Yes, while Theo was locked away in his office much to my displeasure I would get closer to Grey and Eliza-- obviously after apologising to her for my actions but Eliza was quick to accept my sorry and had immediately pulled me into a hug. I would be lying if I said that that didn't make me feel somewhat happy. 

But while I was close to Grey and Eliza, I was keeping my distance as best as I could with the pack members within this house-- which there was a lot of. 

Still, when they saw me they either didn't even notice me or they glanced at me for a millisecond before looking away and going about their day. I was fine with it, in all honesty, I felt happy with it. I didn't want all the attention to be on me and that's what I would think would happen if I was to go to the pack's BBQ with Theo.

"I don't know," I cringed away from Theo as I spoke, nervously rubbing my arm. "I'm not even part of the pack, I could feel like I was intruding." It was true, I would feel like I was intruding. It was a pack event and I wasn't technically part of the pack just yet. 

Surely it would be wrong of me to go, right? 

Theo scoffed lightly, a smile was broad on his face. "But you will be soon, you're my mate. This will be perfect time for the pack to get to know you before you are introduced as their Luna." His words shook me.

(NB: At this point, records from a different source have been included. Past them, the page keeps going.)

PR #228, opened 2026-06-02
fix: add missing capture groups to multilingual named_months regex patterns

Whishp:
## Problem

`mnemosyne_remember` raises `IndexError: no such group` when the input contains Russian, Italian, or Spanish date strings **or** Russian/Italian negation sentences. This is triggered inside `extract_and_store_facts()` where the code unconditionally calls `m.group(1)` on pattern matches that have zero capture groups.

### named_months patterns (original fix)

| Language | Old pattern | Groups | Problem |
|----------|-----------|--------|---------|
| Russian (ru) | `r'(?:...)...` | **0** | `m.group(1)` → IndexError |
| Italian (it) | `r'(?:...)...` | **0** | `m.group(1)` → IndexError |
| Spanish (es) | `r'(\\d{1,2})...de...(enero|...)...(?:de(\\d{4}))?'` | **3** | `m.group(1)` returns only day number instead of full date |

English and German named_months patterns were correct (1 capture group).

### negation patterns (added in v2)

| Language | Old pattern | Groups | Problem |
|----------|-----------|--------|---------|
| Russian (ru) | `r'(?:...)...` | **0** | `m.group(1)` → IndexError |
| Italian (it) | `r'(?:...)...` | **0** | `m.group(1)` → IndexError |

English, German, and Spanish negation patterns already had >=1 capture group.

### named_months

1. **Russian `named_months`**: wrapped `(?:...)` → `((?:...))` — now has 1 capture group
2. **Italian `named_months`**: same fix
3. **Spanish `named_months`**: consolidated all 3 groups into 1 outer group

### negation

4. **Russian `negation`**: wrapped `(?:...)` → `((?:...))` — now has 1 capture group
5. **Italian `negation`**: same fix

### Defense-in-depth

6. Wrapped all three `extract_and_store_facts()` calls (`remember()` dedup path, `remember()` new-row path, `remember_batch()`) in `try/except` so regex extraction failures never block memory storage

## Impact

Any Russian, Italian, or Spanish text containing date references or Russian/Italian negation phrases causes `remember()` to crash. The `try/except` guard prevents similar undiscovered pattern issues from affecting memory writes.

## Full verification

All 35 patterns (5 languages × 7 types: named_months, negation, decision, entity, sequence, instruction, preference) were programmatically verified:
- All have >=1 capture group
- entity patterns have exactly 2 (used with m.group(1) + m.group(2))
- Runtime tested with real text samples for all languages
- All compiled without regex syntax errors

## Statistics

- Files changed: 1 (`mnemosyne/core/beam.py`)
- Additions: +18, Deletions: -6

### DIFF
--- a/mnemosyne/core/beam.py
+++ b/mnemosyne/core/beam.py
@@ -3380,7 +3380,7 @@ class BeamMemory:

I was to be introduced to his pack as their Luna?

Of course I knew this was going to happen eventually but my mind hadn't fully processed it. 

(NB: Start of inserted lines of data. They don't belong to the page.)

PR #230, opened 2026-06-03
fix(beam): pass connection by keyword to VeracityConsolidator in recall

### LINKED ISSUE #229: Consolidated-facts recall passes connection positionally → spawns repr-named SQLite files and silently returns nothing
## Summary

In the `consolidated_facts` recall path ("Source 2") in `mnemosyne/core/beam.py`, the BeamMemory thread-local connection is passed **positionally** to `VeracityConsolidator`:

https://github.com/AxDSan/mnemosyne/blob/main/mnemosyne/core/beam.py#L6104

```python
consolidator = VeracityConsolidator(self.conn)
```

But the constructor signature is:

```python
class VeracityConsolidator:
    def __init__(self, db_path: Path = None, conn=None):
```

So `self.conn` (a `_BeamConnection`) binds to **`db_path`**, and `conn` stays `None`. That takes the `conn is None` branch, which runs:

```python
self.conn = sqlite3.connect(str(self.db_path), check_same_thread=False)
```

`str(<_BeamConnection object>)` evaluates to `"<mnemosyne.core.beam._BeamConnection object at 0x...>"`, which becomes a literal filename.

## Impact

1. **File litter:** every consolidated-facts recall creates a fresh empty SQLite DB in the CWD named `<mnemosyne.core.beam._BeamConnection object at 0x...>`. In practice this accumulates several per day under normal use.
2. **Silent recall failure (the important one):** that throwaway DB is empty, so `get_consolidated_facts()` always queries a blank database. Source 2 returns nothing — the consolidated-facts recall path is effectively dead.

## Root cause

Keyword-vs-positional mismatch. The correct call site one screen up gets it right:

https://github.com/AxDSan/mnemosyne/blob/main/mnemosyne/core/beam.py#L1993

```python
self.veracity_consolidator = VeracityConsolidator(conn=self.conn, db_path=self.db_path)
```

## Suggested fix

```python
consolidator = VeracityConsolidator(conn=self.conn, db_path=self.db_path)
```

PR incoming.

Milgauss:
Fixes #229.

## Problem

In the `consolidated_facts` recall path ("Source 2"), the connection is passed positionally:

```python
consolidator = VeracityConsolidator(self.conn)   # beam.py:6104
```

`VeracityConsolidator.__init__(self, db_path=None, conn=None)` — so `self.conn` binds to `db_path`, `conn` stays `None`, and the constructor falls into the `conn is None` branch:

```python
self.conn = sqlite3.connect(str(self.db_path), ...)
```

`str(<_BeamConnection object>)` becomes a filename, so each recall:

1. creates an empty SQLite file named `<mnemosyne.core.beam._BeamConnection object at 0x...>` in the CWD, and
2. queries that empty throwaway DB instead of the real one, so `get_consolidated_facts()` always returns nothing — Source 2 is silently dead.

## Fix

One line, matching the already-correct call site at `beam.py:1993`:

```python
consolidator = VeracityConsolidator(conn=self.conn, db_path=self.db_path)
```

### DIFF
--- a/mnemosyne/core/beam.py
+++ b/mnemosyne/core/beam.py
@@ -6101,7 +6101,7 @@ class BeamMemory:
         try:
             # Import lazily so the consolidator module is only loaded on-demand
             from mnemosyne.core.veracity_consolidation import VeracityConsolidator
-            consolidator = VeracityConsolidator(self.conn)
+            consolidator = VeracityConsolidator(conn=self.conn, db_path=self.db_path)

God, I'm going insane. Suddenly, I was filled with all these emotions. I was frightened, what if the pack didn't want me-- they hated my pack, hell they hated my actual family. How would they feel like they found out that their soon-to-be Luna was the daughter of the man that they would consider Satan?

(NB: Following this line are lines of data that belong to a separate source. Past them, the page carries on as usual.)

PR #457, opened 2021-03-28
Node manager

### LINKED ISSUE #445: Add node url to the get_info() endpoint
## Description

Add `node` property to the response object of `get_info()`. 

## Motivation

Since iota.rs supports multiple nodes, the node it actually queries under the hood is unknown to the caller. It would be helpful if along with the info `node` url is also returned as part of the response object. That way, it will be helpful for the caller to know which node was actually queried for info. 

## Requirements

Add `node` property to the response object with the URL of the node that was queried. 

## Open questions (optional)

N/A

No.

### LINKED ISSUE #446: Quorum
## Description

Quorum for some API endpoints (balance, outputs), do we also need it for other endpoints?

## Motivation

With that we can be more sure that the result is correct

Thoralf-M:
Add a node manager to handle the requests with optional primary node, primary pow node and quorum
Also updates get_info(), so the url of the node is returned together with the nodeinfo


melatron (approved):

bindings/python/examples/example.py
```diff
@@ -15,7 +15,7 @@
 
 EMPTY_ADDRESS = "atoi1qzt0nhsf38nh6rs4p6zs5knqp6psgha9wsv74uajqgjmwc75ugupx3y7x0r"
 client = iota_client.Client(
-    node=LOCAL_NODE_URL, node_sync_disabled=True)
+    nodes_name_password=[[LOCAL_NODE_URL]], node_sync_disabled=True)
```
lucasfernog, line 18: is this change right?

Thoralf-M: For Python @bingyanglin decided with me that we only use a single field there, with which you can do the same stuff, so we don't need multiple fields

iota-client/Cargo.toml
```diff
@@ -19,28 +19,34 @@ bee-pow = { git = "https://github.com/iotaledger/bee.git", rev = "e8cafb6591ec0c
...
 once_cell = { version = "1.5", optional = true }
-futures = { version = "0.3", optional = true }
+
+#storage
+async-trait = "0.1"
+rusqlite = { version = "0.24", features = ["bundled"], optional = true }
 
 [features]
-default = ["async"]
+default = ["async", "futures"]
```
lucasfernog, line 48: is `futures` dependency here still used? couldn't find it

Thoralf-M: It's used here https://github.com/iotaledger/iota.rs/blob/9d44e7ccc0b9dc8f8392e9d717f3af4a8d893846/iota-client/src/node_manager.rs#L133

lucasfernog: `futures` seems like a required dependency, not an optional one

lucasfernog (approved):

PR #464, opened 2021-03-31
improve is_dust_allowed

### LINKED ISSUE #461: Improve dust check
## Description

The API has a `dustAllowed` field https://api.hornet-0.testnet.chrysalis2.com/api/v1/addresses/atoi1qzt0nhsf38nh6rs4p6zs5knqp6psgha9wsv74uajqgjmwc75ugupx3y7x0r
With that we don't need to fetch all outputs from the addresses here https://github.com/iotaledger/iota.rs/blob/59da05593e4a16a4d11b219782828ed37c68c38c/iota-client/src/api/message_builder.rs#L576, but can just use this field to determine if we can send dust to this address

## Motivation

Better performance when dust or dust allowance outputs are involved

If nobody else creates one before.

Thoralf-M:


Thoralf-M:
Dependent on https://github.com/iotaledger/bee/issues/496

bingyanglin (approved):

PR #474, opened 2021-04-07
Updated to latest bee revs

melatron:


Thoralf-M:
Updated it in the nodeinfo pr

PR #476, opened 2021-04-07
return address bech32 encoded for balance and outputs

Thoralf-M:
Python binding needs to be updated the same way


bingyanglin:
Docs need to be changed too.

bingyanglin (approved):

PR #477, opened 2021-04-08
(feat) Python binding: upload python wheels to release tags by workflow

bingyanglin:


bingyanglin:
Close this issue because the workflow for uploading cross-platform wheels to pypi is integrated in this [repo](https://github.com/bingyanglin/iota.rs/tree/maturin_publish)

PR #479, opened 2021-04-08
use default as default feature

Thoralf-M:


iota-core/Cargo.toml
```diff
@@ -15,7 +15,7 @@ name = "iota"
 iota-client = { version = "0.5.0-alpha", path = "../iota-client", default-features = false }
```
lucasfernog, line 15: remove =false here

iota-core/Cargo.toml
```diff
@@ -15,7 +15,7 @@ name = "iota"
...
 
 [features]
-default = ["iota-client/async"]
+default = ["iota-client/default"]
```
lucasfernog, line 18: and then you don't need this line

lucasfernog (changes requested):

lucasfernog (approved):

Immediately I began to shake my head profusely; "I don't know Theo, no." I was backing away as I spoke in a shaky tone however before I could get any further away, Theo had gotten a grip on my arms and held me in place close to him. 

"What? Are you okay, Holly? What's the matter?" His questions were coming at me like quick-fire. Worry was evident on his face by the way his brows her furrowed and his eyes were squinted, wrinkles becoming visible on his forehead.  

"What if they don't like me?" I cringed at how weak I sounded, this wasn't me. I was a tough bitch back in my pack-- but then again, I was liked in my pack. The fear of Theo's pack-- the pack I was supposedly meant to co-lead-- hating me was almost crippling. 

"Why on earth would you think that the pack would dislike you? That is impossible, love." I let out a breathy chuckle at his words as they somewhat made me feel better but it quickly faded away. 

"My father," I sighed, my head falling down. "They will hate me because of what my father did to your pack." Instantly, I felt warmth as Theo had surrounded my face with his hands. He pulled my head up, my eyes meeting his-- the colour of glistening swimming pools.

"They will not hate you for something that you had no control over, stop pushing yourself down over something you didn't even know about. " As gently as he could, he pressed his lips upon mine-- the small gesture lightening up my mood as I couldn't help but wrap my arms around his torso and pulled him closer to me, his warmth almost burning my body with pleasure.